> **Exercise**
What lines of the data hold the string "state"? Pull each one out.

> **Material for this task**
::::::::
PR #263, opened 2026-07-03
Fix dev inspect cleanup and clarify can-mirror scope

spencerc99:
## Summary

- Clean up development inspector highlight classes when development mode is torn down and keep those internal classes out of `can-mirror` shared state.
- Keep `can-mirror` scoped to the element that declares it: attributes on that element, its direct child list, and form/contenteditable input state.
- Document the non-recursive `can-mirror` boundary and update the manual mirror test page to show nested elements opting in with their own `can-mirror`.

## Root Cause

Development inspector classes were regular DOM classes, so mirrored elements could persist them like user-authored classes. While investigating the removal path, the tempting recursive observer fix created broader ownership problems: parent mirrors could capture nested capability output, duplicate ownership with child mirrors, and overwrite unrelated descendant edits. The final behavior keeps ownership explicit.

## Validation

- `bunx vitest run --no-typecheck src/__tests__/can-mirror.test.ts -t "nested attribute removal|nested child removal|direct text-child mutation|child resyncs" --reporter verbose`
- `bun run test -- src/__tests__/can-mirror.test.ts src/__tests__/main.basic.test.ts src/__tests__/duplicate-ids.test.ts`
- `bun run build-site`
- Browser smoke on `/test/mirror.html` for root removal controls, explicit nested `can-mirror`, and hover console logs


spencerc99:
## Code review

- **P2 [`apps/docs/src/content/docs/capabilities.mdx:382`](https://github.com/spencerc99/playhtml/blob/9d3f79438175a7cfe69d39fcdb97bc5082aa9c91/apps/docs/src/content/docs/capabilities.mdx#L382) changes the public `can-mirror` contract without handling the required starter-template audit.** The repo instructions require both starter templates to be updated for public core API/capability behavior changes, or for the PR summary to explain why no starter change is needed. This PR documents a narrower `can-mirror` boundary here, and the starters do expose `can-mirror` examples (`templates/html-starter/index.html:62`, `templates/html-starter/index.html:176`, `templates/react-starter/src/App.tsx:119`), but neither starter is in the PR file list and the PR summary has no starter-template rationale. Update the affected starter examples, or add the explicit "no starter change needed" rationale to the PR summary if the existing examples are still correct.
::::::::
> **Answer to the exercise**
- Clean up development inspector highlight classes when development mode is torn down and keep those internal classes out of `can-mirror` shared state.
- Keep `can-mirror` scoped to the element that declares it: attributes on that element, its direct child list, and form/contenteditable input state.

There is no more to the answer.